COURT: Ok this also reminds me of a time when I was dancing at an underage disco and I went for a huge slutdrop (I was like 13, why) and I split my pants right up the asscrack. Melissa I hate this it’s bringing back a lot of repressed memories of me continually embarrassing myself in public.

MEL: When I was 25 I did a huge slut drop and split my white faux leather skirt up the ass crack! That memory is too recent.

COURT: Yeah you can’t send that one in to Dolly, sorry.

MEL: I ended up turning it to the side and continuing my night.

Side note, I need to know what “Band Aid Soup” was. But in a very real way, never tell me. I think I’ve got the gist of it there and that is more than enough.

COURT: I also need to know what one is titled “BALLS something something.”

MEL: Courtney, why does everything involve shitting?

COURT: FIRST OF ALL opening with “My best bud was constipated…” is insane.

COURT: SECONDLY, why would you take a microphone which probably wasn’t a high-tech wireless one into a bathroom, like how did you get the lead to go that far.

Poor Sarah, it’s not her fault she probably has IBS now

COURT: Ok here’s my last one, which 100% nearly made me dry heave. Are you ready?

MEL: Hit me.

COURT: I just…why. Why are people like this. And also how did they turn out later in life?
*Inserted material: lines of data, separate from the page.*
PR #2439, opened 2023-03-21
spl: implement try_deserialize for Metaplex accounts to ensure initialization

nonergodic:
Currently Metaplex accounts are deserialized using [`safe_deserialize()`](https://github.com/metaplex-foundation/metaplex-program-library/blob/a649ba070d8adc58bbe4868feb8758fe194195b3/token-metadata/program/src/state/mod.rs#L100).

This is unsafe however, because `safe_deserialize` in turn calls [`is_correct_account_type()`](https://github.com/metaplex-foundation/metaplex-program-library/blob/a649ba070d8adc58bbe4868feb8758fe194195b3/token-metadata/program/src/state/mod.rs#L78) which also accepts uninitialized accounts (checks that the discriminator is either the expected key or `Key::uninitialized`).

This PR fixes this by implementing `try_deserialize` for both `Metadata` and `MasterEdition` account wrappers and introducing the required manual check.

### DIFF
--- a/spl/src/metadata.rs
+++ b/spl/src/metadata.rs
@@ -813,7 +813,8 @@ impl anchor_lang::AccountDeserialize for MetadataAccount {
     }
 
     fn try_deserialize_unchecked(buf: &mut &[u8]) -> anchor_lang::Result<Self> {
-        Ok(Self(mpl_token_metadata::state::Metadata::safe_deserialize(buf)?))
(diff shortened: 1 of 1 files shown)


callensm:
why would the `try_deserialize_unchecked` functions use `safe_deserialize` and not `try_deserialize`?

Issue #1706, opened 2022-03-29
ts: `AccountClient` isn't properly typed


callensm:
Querying for accounts like `program.account.myAccount.fetch(addr)` should return an object that is strictly typed for the `myAccount` account type definition.

However, the client currently types the object as being the union of properties between all IDL defined account structs.

![image](https://user-images.githubusercontent.com/13121516/160699766-522fe02a-23d8-4904-a0a6-7691a6a3309d.png)

As seen in the screenshot, the typing on the `listing` account client includes the properties of other account types.

paul-schaaf:
probably for the same reason, using `program.methods.accounts({ .. })` is also not typed properly

paul-schaaf:
it it fixed for you? its not working for me

acheroncrypto:
Fixed in https://github.com/coral-xyz/anchor/pull/2440

PR #2440, opened 2023-03-21
ts: Narrow `AccountClient` to it's appropriate type

quellen-sol:
**Problem**

As described in #1706, `T` in `AccountClient` currently shows as a **union** of all the account types.

**Changes**

Use the `IdlAccounts` type to determine `T` based on a new generic `N` (name of the account)


ts/packages/anchor/src/program/namespace/types.ts
```diff
@@ -47,7 +47,7 @@ export type AllAccounts<IDL extends Idl> = IDL["accounts"] extends undefined
  * Returns a type of instruction name to the IdlInstruction.
  */
 export type AccountMap<I extends IdlTypeDef> = {
-  [K in I["name"]]: I & { name: K };
+  [K in I["name"]]: I;
```
quellen-sol, line 50: Removed  `& { name: K }` since `name` is already in `I`

Issue #2449, opened 2023-04-01
Provide Boxed account type for AccountInfo


SushantChandla:
Using `AccountInfo` or `UncheckedAccount` in the contexts the size of a context increase exponential which causes Stack violation. An AccountInfo takes about 48 bytes which is very high. 

Proposed Solution: Introduce Boxed for AccountInfo

acheroncrypto:
Not exactly sure if there is a reason why `Box` is only supported with `Account` and `InterfaceAccount` but adding support for other types seems plausible.

Aursen:
This is a problem with the macro proc in the Anchor library, I'll take care of it once my PR is accepted

acheroncrypto:
I think this would be mostly useless now after https://github.com/coral-xyz/anchor/pull/2656, since using `UncheckedAccount` only uses 8 bytes (compared to 48 bytes for `AccountInfo`).

PR #2450, opened 2023-04-06
lang: Add accounts by reference

Aursen:


lang/src/accounts/account_info.rs
```diff
@@ -50,3 +50,37 @@ impl<'info> Key for AccountInfo<'info> {
...
+            false => AccountMeta::new_readonly(*self.key, is_signer),
+            true => AccountMeta::new(*self.key, is_signer),
+        };
+        vec![meta]
+    }
+}
+
+impl<'info> ToAccountInfos<'info> for &'info AccountInfo<'info> {
+    fn to_account_infos(&self) -> Vec<AccountInfo<'info>> {
+        vec![(**self).clone()]
```
acheroncrypto, line 84: Not too important but we could remove one `*`:
```suggestion
        vec![(*self).clone()]
```

lang/src/accounts/unchecked_account.rs
```diff
@@ -12,18 +12,18 @@ use std::ops::Deref;
 /// Explicit wrapper for AccountInfo types to emphasize
 /// that no checks are performed
 #[derive(Debug, Clone)]
-pub struct UncheckedAccount<'info>(AccountInfo<'info>);
+pub struct UncheckedAccount<'info>(&'info AccountInfo<'info>);
```
acheroncrypto, line 15: What do you think about changing all owned `AccountInfo`'s in the other account types to references as well? We also create them by cloning internally.

acheroncrypto (commented):
Looking great, this is a step in the right direction. The choice of whether to clone or use references should be up to the developer and we should avoid cloning internally as much as possible. We could also make references the default which would save quite a bit of resources but that would probably involve some breaking changes.

Aursen:
This can be a good idea to improve the general performance, here I voluntarily made only the UncheckedAccount because normally it is not used in complex operations. I wanted to avoid breaking changes. I think it would be better to make another PR with this proposal

lang/src/accounts/account_info.rs
Aursen: Thx I will fix

acheroncrypto (commented):
I've checked the compute unit differences based on the account type used and the number of accounts in the instruction and the results are promising!

| Total Accounts/Types | `AccountInfo` | `&AccountInfo` | `UncheckedAccount` |
| -------------------- | ------------- | -------------- | ------------------ |
| 1                    | 1056          | 794            | 793                |
| 2                    | 1588          | 927            | 926                |
| 4                    | 1915          | 1182           | 1181               |
| 8                    | 3385          | 1694           | 1693               |
| 16                   | 7099          | 2735           | 2734               |

> This can be a good idea to improve the general performance, here I voluntarily made only the UncheckedAccount because normally it is not used in complex operations. I wanted to avoid breaking changes. I think it would be better to make another PR with this proposal.
> What do you think ? I can handle it

I think people would expect `UncheckedAccount` and `AccountInfo` to behave the same and use the same amount of compute units. Given the compute units benefits, I think the best way forward is to make references the default. It would only be a small breaking change for some that could easily be fixed by manually cloning when necessary.

Related #2449.

lang/syn/src/lib.rs
```diff
@@ -222,6 +222,7 @@ pub struct Field {
     pub constraints: ConstraintGroup,
     pub ty: Ty,
     pub is_optional: bool,
+    pub is_reference: bool,
```
acheroncrypto, line 225: Do we still need `is_reference` related code?

acheroncrypto:
I'm working on some tests that would help us track the performance of Anchor programs so that we can better see the effects of the changes. Will get back to this PR afterwards.

Aursen:
TODO:
 - [ ] Fix merge
 - [ ] Check cloning

acheroncrypto:
I think I wasn't clear on `&AccountInfo` conversion. The syntax for specifying accounts struct should stay exactly the same. The conversion should be done inside codegen and not by user specifying `&'info AccountInfo<'info>`.

All other account types had a reference to the `AccountInfo` by default except the `AccountInfo` itself before your latest changes. Have you run into problems converting the user supplied `AccountInfo` to a reference in codegen or was there a misunderstanding?

Aursen:
> I think I wasn't clear on `&AccountInfo` conversion. The syntax for specifying accounts struct should stay exactly the same. The conversion should be done inside codegen and not by user specifying `&'info AccountInfo<'info>`.
> 
> All other account types had a reference to the `AccountInfo` by default except the `AccountInfo` itself before your latest changes. Have you run into problems converting the user supplied `AccountInfo` to a reference in codegen or was there a misunderstanding?

I didn't quite understand what you were trying to do. The account info is not a type specific to Anchor and the macro is a derive_proc_macro, there are two choices to have a reference in the account structure. Either have a wrapped type or use the reference directly in the structure. What I understood from what you wanted is to have an AccoutInfo in the structure and use a reference in the constraints. It is possible but in any case there will be cloning (so I don't see the point).

What do I need to change to make it more in line with your requirements?

acheroncrypto:
> Either have a wrapped type or use the reference directly in the structure.

Yes, you are right.

The main problem is the difference in behavior between `AccountInfo` and `UncheckedAccount`. They are used for the same purpose in programs and I think it's essential that they use the same compute units.

One solution would be to completely get rid of `AccountInfo` and only use Anchor wrapper types.

acheroncrypto:
Let's get this in before the next release now that we have benchmarks for [program binary size](https://github.com/coral-xyz/anchor/blob/master/bench/BINARY_SIZE.md), [compute units](https://github.com/coral-xyz/anchor/blob/master/bench/COMPUTE_UNITS.md) and [stack memory](https://github.com/coral-xyz/anchor/blob/master/bench/STACK_MEMORY.md).

It's probably the best to keep `AccountInfo` for now and not allow `&'info AccountInfo<'info>` syntax, we might deprecate it later.

Aursen:
Close in favor of #2656

PR #2462, opened 2023-04-16
docker: Update the version of NODE_VERSION to the current LTS

vovacodes:
... and make it configurable


acheroncrypto (approved):
Thank you!

PR #3381, opened 2024-11-23
chore: clean unused anchor-spl

yanCode:
under [tests](https://github.com/coral-xyz/anchor/tree/master/tests) folder, there are 3 programs including unused `anchor-spl` dependency.  which are:
idl/external
idl/generics
sysvars

I think they should be removed to avoid possible confusing. I tested this change both locally and in the Github Action in my forked project.
there is also an used `anchor-spl` in [test/tictactoe](https://github.com/coral-xyz/anchor/tree/master/tests/tictactoe), but i think this is an abandoned program. I am going to open an issue to ask about this program.

### DIFF
--- a/tests/idl/programs/external/Cargo.toml
+++ b/tests/idl/programs/external/Cargo.toml
@@ -18,4 +18,3 @@ default = []
 
 [dependencies]
 anchor-lang = { path = "../../../../lang" }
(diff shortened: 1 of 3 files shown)


acheroncrypto (approved):
Thanks!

Why are you even DOING that, let alone wilfully allowing your friend to drink your nail shards? The fuck is wrong with this child?

COURT: Just be a normal people and drop the nail shards on the floor like the rest of us. Kick them under the seat. Fucks sake.

Thankfully this one doesn’t remind me of anything embarrassing in my own life. I mean, a friend nearly drank a slug on his beer once though. Thank god he didn’t because they can fully kill you.

MEL: What the fuck is your life

COURT: Melissa, I wish I knew and could tell you.

MEL: Why does every Spill A Secret dredge up repressed memories?

COURT: I don’t know. Maybe I need to go to therapy.

I wonder if people are still this fucking batshit but there’s just no outlet like Spill A Secret for them to unload it.

Oh wait. That’s Reddit now, huh.

MEL: I simply do not understand how these two stayed friends. Condom in pencil case? Whatever. Sticking a USED PAD TO YOUR FRIENDS BACK NEAR HER CRUSH. Unforgivable offence.

COURT: Honestly considering they’re still mates and can have a laugh about it shows incredible character. But also “moist condom” is a combination of words I never wish to read ever again. Ever ever ever ever.

MEL: No thank you please.

MEL: This one has to be fake, otherwise I’m scared for my life tbh. I cut it off before the finale but you can figure out what happened. WHO DOES THIS.

COURT: NO. Wait no isn’t this in a movie? Isn’t this in like Mean Girls???? Did Dolly literally lift a plot line of Mean Girls? Jesus wept.